Vaccaro AR. Controversies in Spine Surgery, MIS versus OPEN: Best Evidence Recommendations. Thieme; 2018; 264 pp; 51 ill; $149.99
Controversies in Spine Surgery, MIS versus OPEN: Best Evidence Recommendations is a 239-page single-volume hardcover including 51 high-quality clinical, radiographic, and intraoperative full-color images to guide the reader through a controversial debate about minimally invasive versus open spinal procedures.
The main authors of this text include the world’s most influential spine surgeons and are supported by a host of leading experts in the field, which are listed as collaborators. After sincere dedications and a preface by its primary authors outlining their inspirations and motivations for writing this book, the content is laid out in 4 parts divided into 24 total chapters. Each chapter attempts to answer a specific clinical question and has its own introductory section providing background information and surgical indications for each topic to be discussed.
At least one open- and one minimally-invasive supporting author were involved in the production of every chapter. Following this, the chapters are organized in a “duel” and “duet” debate fashion where the advantages, surgical techniques, supporting evidence, and complications are interchangeably compared and contrasted for both MIS and open spinal procedures. Surgical techniques are described in great detail including patient preparation and positioning, preferred image guidance technique, descriptive surgical dissection technique and adjuvants for blood loss control, venous thromboembolism prophylaxis, and use of microscope assisted surgery, if pertinent.
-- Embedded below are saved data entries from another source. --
PR #340, opened 2015-12-01
PEP 8: Convert from 'not x in y' to 'x not in y'

CristianBB:
This provider was created after @labrys fixes all providers with PEP 8, then he couldn't review it


miigotu:
Trivial in this case =P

Additionally, every chapter includes at least one case scenario with a clinical vignette and its corresponding imaging about the topic being discussed. All provided images are of good quality and appropriately labeled with detailed descriptive legends that adequately correlate to the referenced topic. Chapters conclude with an editor’s commentary, where the book’s editors summarize the pros and cons of MIS versus open spinal procedures for that specific clinical scenario. Evidence is presented and objectively analyzed with opposing sides presenting differing opinions and techniques resulting in a synchronous collection of pros and cons. References are provided at the end of each chapter and include a comprehensive selection of the latest, most significant literature available to date. Summary tables of the literature and complications by approach are also provided.
Part 1 of this book consists of 15 chapters, which focus on degenerative spinal conditions such as lumbar stenosis, facet cysts, degenerative spinal deformity and disc herniations, lumbar adjacent segment degeneration, degenerative scoliosis, flatback syndrome and thoracic disk herniations. It also discusses technical issues such as complications of instrumentation and dural tears. This part is probably the most relevant for the community providers, since these topics include common reasons patients present to the spine care provider.
Chapter 15 discusses a hot topic in describing how minimally invasive spine surgery may broaden the scope for spinal procedures in the geriatric population. This, and advances in anesthesia, could greatly broaden the indications for spinal surgery and allow the geriatric population to benefit from these quality-of-life improving procedures. Part 2 focuses on spinal trauma and includes a thorough discussion of MIS versus open approaches for the management of thoracolumbar burst and cervical spine fractures. Minimally invasive surgery has experienced an enormous leap in this scenario, with some claiming its superiority, as it may lead to decreased blood loss, surgical time, and soft tissue disruption, as well as a shorter hospital stay.
Part 3 discusses oncological conditions of the spine including metastatic and intradural spine tumors. It provides information regarding tumor resection and stabilization, quality of life issues and potential advantaged and risks of MIS techniques. This part concludes with a thought-provoking chapter, which discusses the potential roles of MIS spinal procedures in advanced spinal tumors for quality-of-life improvement and palliation.
Part 4 of this book reviews miscellaneous topics, including differences in radiation exposure for MIS vs open techniques. It also includes an analysis of three dimensional navigational imaging to improve surgical outcomes and reduce radiation exposure and time of operation. MIS procedures have been reported to expose the patient and surgical team to higher levels of ionizing radiation when fluoroscopic guidance is used. However, whether this increase has any occupational or clinical significance continues to be unknown. This book is extraordinarily comprehensive and the authors leave no stone unturned with the level of detail discussed for each specific topic. Overall, the organization of this book with chapters discussing specific topics of interest in a debate-like fashion allows readers to feel as though they are apart of a panel discussion with the world’s leading experts leading each topic. Its goal is not to convince that one approach is better than the other, but to provide the necessary supportive evidence for readers to assimilate this information and draw their own conclusions, which could be applied to their particular practice and patient population.
This book is an exceptional tool to guide spine-care providers as they make important evidence-based decisions on providing the most optimal spine treatment for a specific patient. It is a must-have resource for all entry-level and well-experienced practitioners involved in treating patients with spinal conditions. For the neuroradiology audience, this publication would be of immense value for identifying important radiographic findings that may assist the spine-care team in determining whether an open- versus a minimally- invasive approach would be the optimal procedure for a particular patient. This book may also be of significant value for better understanding the details of the procedure performed when evaluating post-operative imaging.